[Saved data entries]
※ ※ ※
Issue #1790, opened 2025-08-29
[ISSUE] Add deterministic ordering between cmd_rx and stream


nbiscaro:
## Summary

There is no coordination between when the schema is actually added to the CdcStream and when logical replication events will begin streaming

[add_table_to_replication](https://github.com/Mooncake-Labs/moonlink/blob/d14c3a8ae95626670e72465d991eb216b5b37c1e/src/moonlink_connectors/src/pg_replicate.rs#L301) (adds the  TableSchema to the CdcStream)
※ ※ ※
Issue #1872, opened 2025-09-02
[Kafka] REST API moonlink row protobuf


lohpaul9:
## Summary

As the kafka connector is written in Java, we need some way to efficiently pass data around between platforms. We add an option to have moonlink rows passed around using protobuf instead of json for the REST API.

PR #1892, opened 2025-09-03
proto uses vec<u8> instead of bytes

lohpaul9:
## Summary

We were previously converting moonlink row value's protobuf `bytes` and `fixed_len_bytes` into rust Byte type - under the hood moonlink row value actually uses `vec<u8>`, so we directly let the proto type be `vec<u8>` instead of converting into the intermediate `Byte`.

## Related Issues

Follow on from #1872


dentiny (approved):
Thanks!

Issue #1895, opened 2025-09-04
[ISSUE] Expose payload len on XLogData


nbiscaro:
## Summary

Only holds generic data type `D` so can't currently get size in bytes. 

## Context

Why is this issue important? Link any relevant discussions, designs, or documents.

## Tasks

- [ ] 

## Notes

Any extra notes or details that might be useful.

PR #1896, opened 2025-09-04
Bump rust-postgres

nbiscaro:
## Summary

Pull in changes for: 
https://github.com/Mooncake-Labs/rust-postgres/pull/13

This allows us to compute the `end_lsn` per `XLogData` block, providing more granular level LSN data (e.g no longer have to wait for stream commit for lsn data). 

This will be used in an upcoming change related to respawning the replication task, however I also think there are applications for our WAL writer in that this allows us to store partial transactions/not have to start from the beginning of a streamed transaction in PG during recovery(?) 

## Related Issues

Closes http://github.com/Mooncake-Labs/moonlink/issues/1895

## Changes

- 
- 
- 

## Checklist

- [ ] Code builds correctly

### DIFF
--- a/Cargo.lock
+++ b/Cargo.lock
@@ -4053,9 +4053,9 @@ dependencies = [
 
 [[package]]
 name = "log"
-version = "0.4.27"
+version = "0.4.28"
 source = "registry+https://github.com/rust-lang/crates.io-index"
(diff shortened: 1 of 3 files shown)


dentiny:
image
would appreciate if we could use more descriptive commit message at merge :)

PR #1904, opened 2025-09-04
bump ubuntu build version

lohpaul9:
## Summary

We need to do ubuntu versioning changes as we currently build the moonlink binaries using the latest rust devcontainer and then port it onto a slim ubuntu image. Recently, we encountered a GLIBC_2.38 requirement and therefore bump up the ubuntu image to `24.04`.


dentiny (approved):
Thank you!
※ ※ ※
Aim of the task:
From the records above, give again exactly the lines running from the line with "Issue #1790, opened 2025-08-29" to the line with "to the CdcStream)", inclusive.

Output for this task:
Issue #1790, opened 2025-08-29
[ISSUE] Add deterministic ordering between cmd_rx and stream


nbiscaro:
## Summary

There is no coordination between when the schema is actually added to the CdcStream and when logical replication events will begin streaming

[add_table_to_replication](https://github.com/Mooncake-Labs/moonlink/blob/d14c3a8ae95626670e72465d991eb216b5b37c1e/src/moonlink_connectors/src/pg_replicate.rs#L301) (adds the  TableSchema to the CdcStream)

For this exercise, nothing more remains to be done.